梁德旖说:“公的是Leander,母的是Hero。”
语气笃定,没有半分犹豫。
听到梁德旖的答案,霍之冕回头。
她一身清辉,神情稚嫩,眼睛却比月亮还亮。
说得这样准,还是意外吗?
作者有话说:
[1]希腊神话故事,自己描述了一下。
外加小梁发给霍之冕的画是英国画家约瑟夫·玛罗德·威廉·透纳的《ThePartingofHeroandLeander》。
小小声,不翻译名字不是为了装杯,是不舍得破梗。
Leander在后文还有作用,暂时不能揭,抱歉抱歉。
[2]清江引·托咏明·宋方壶
第8章、错听
三人两狗上车,梁德旖坐于原位。
Hero蹲在一侧,盯住她不放。
梁德旖甚至从它的神情里,看出了一丝儿不开心。
她看向霍之冕,“这是?”
霍之冕捏了捏鼻梁,刚要说话,Hero平地起跳,窜到了梁德旖身上。
它找了个舒适的位置趴好,将脑袋置于扶手处,眼巴巴看着霍之冕。
梁德旖成了一张坐垫。
解释姗姗来迟,“你占了它的位置。

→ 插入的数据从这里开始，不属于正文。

PR #355, opened 2016-03-24
RSA12b

ricardopereira:


Spec/Auth.swift
```diff
@@ -441,13 +441,32 @@ class Auth : QuickSpec {
...
+                        options.autoConnect = false
+                        options.defaultTokenParams = ARTTokenParams(clientId: "tester")
+                        let realtime = ARTRealtime(options: options)
+                        defer { realtime.close() }
+                        expect(realtime.auth.clientId).to(beNil())
+
+                        waitUntil(timeout: testTimeout) { done in
+                            realtime.connection.once(.Connecting) { stateChange in
+                                expect(stateChange!.reason).to(beNil())
+                                expect(realtime.auth.clientId).to(beNil())
```
mattheworiordan: I am not sure this is right because the clientId is set as a token param.  What you should instead do is create a token string that is assigned to a clientId, and use that for auth, so the client lib then has no means to determine whether it is assigned a `clientId` until the Connected protocol message is sent back

ricardopereira: Done f379f16.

”
前排的倪乒乒笑出声,“Hero很黏哥,乘车要并排坐。”
几十斤的大家伙生生压在梁德旖身上,尾巴掸得扑扑响。
它回望梁德旖,还讨好地舔了她一口。
简直哭笑不得。
“不然,我坐后排吧。”
梁德旖说。
霍之冕将Hero从梁德旖身上拽下来,Hero不从,哼哼唧唧扭头,大爪子恨不得抠在她身上,誓不从命。
而Leander守在梁德旖脚边,堵了她的去路。
“这又是啥意思啊?你们谁给翻译翻译?”
梁德旖抱着Hero,探到了它的肚皮,暖融融的。
霍之冕抬眼看她,一点儿笑意溅了出来,“它喜欢你。”
“它”
字来得很轻,“喜欢你”
格外清晰。
梁德旖只觉得浑身血液冲过头顶,整个人都热透了、煮沸了、烧开了。
不敢抬头,不敢说话,连呼吸都放轻了。
生怕一张嘴,那些藏不住的感情就止不住地跑出来了。
她不爱断章取义,但这一刻,理智抽离。
只想故意错听。
她将座椅放倒,和Hero分了一半。
一人一犬赖在一张椅子上,还有一只,压住了她的脚。